Горный северный ветер, секущий холодным дождем, сорвал с белокурой головы женщины капюшон, отвернул длинные полы ее черного прорезиненного плаща, открыв ноги в высоких болотных сапогах и мужской ватник, перехваченный в талии солдатским ремнем.
Это была Алена, жена старшины Смолярчука. Волошенко сразу узнал ее по голосу, по тому, как она легко перескочила через большую лужу. Но он, однако, не спешил признаться, что признал ее. Вид его был все такой же настороженно-суровый, а голос грозный:
— Кто вы такая,? В чем дело?
— Это я, Тарас. Неужели не угадал? Добрый вечер!
И только после этого Волошенко смилостивился и решил узнать Алену.
— А, вот кто это! — Он опустил фонарь острием луча в землю, обрадованный тем, что посреди глухой, невеселой ночи наконец-то нашелся добрый повод пошутить, отвести душу. — Каюсь, не узнал сразу. Смотрю и думаю, что это за видение явилось перед моими очами? Вроде бы Аленушка. Но если это она, думаю, наша скромница, то почему стала такой царственной? «Это я!»… Хм! Так это ты сказала, Аленушка?

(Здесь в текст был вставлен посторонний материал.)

PR #2513, opened 2023-07-18
Separate build and test

amolenaar:
### PR Type

- [ ] Bug fix
- [ ] Feature

### What is the new behavior?

* Separated install and test steps - this makes it more clear to the tests.
* Move coverage config to `.coveragerc`. It looks like pytest-cov is not picking up the config from `pyproject.toml` (many warnings on not-found source files).

## ...

We're currently testing with X11 only. It may be worthwhile to test with a Wayland backend as well.


danyeaw (approved):
Nice refactoring of the CI pipeline!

Алена засмеялась. Она отлично знала характер Волошенко: ни друга, ни недруга не пожалеет, посмеется над ним, была бы только маленькая к тому зацепка. Случись ему пожар тушить, и там, в огне, наверно, действовал бы с веселым словом, с шуткой, с прибауткой. Алена помахала рукой перед лицом Волошенко…
— Прекрати свои басни, Тарас! Не до них мне сейчас. Смолярчук на заставе?
— Прошу вас, гражданка, выбирать выражения. «Тарас»! Какой я вам Тарас, если я при исполнении служебных обязанностей! — Он резко сдвинул каблуки, приложил руку к козырьку фуражки: — Разрешите представиться во всем своем величии: дежурный по заставе рядовой Волошенко!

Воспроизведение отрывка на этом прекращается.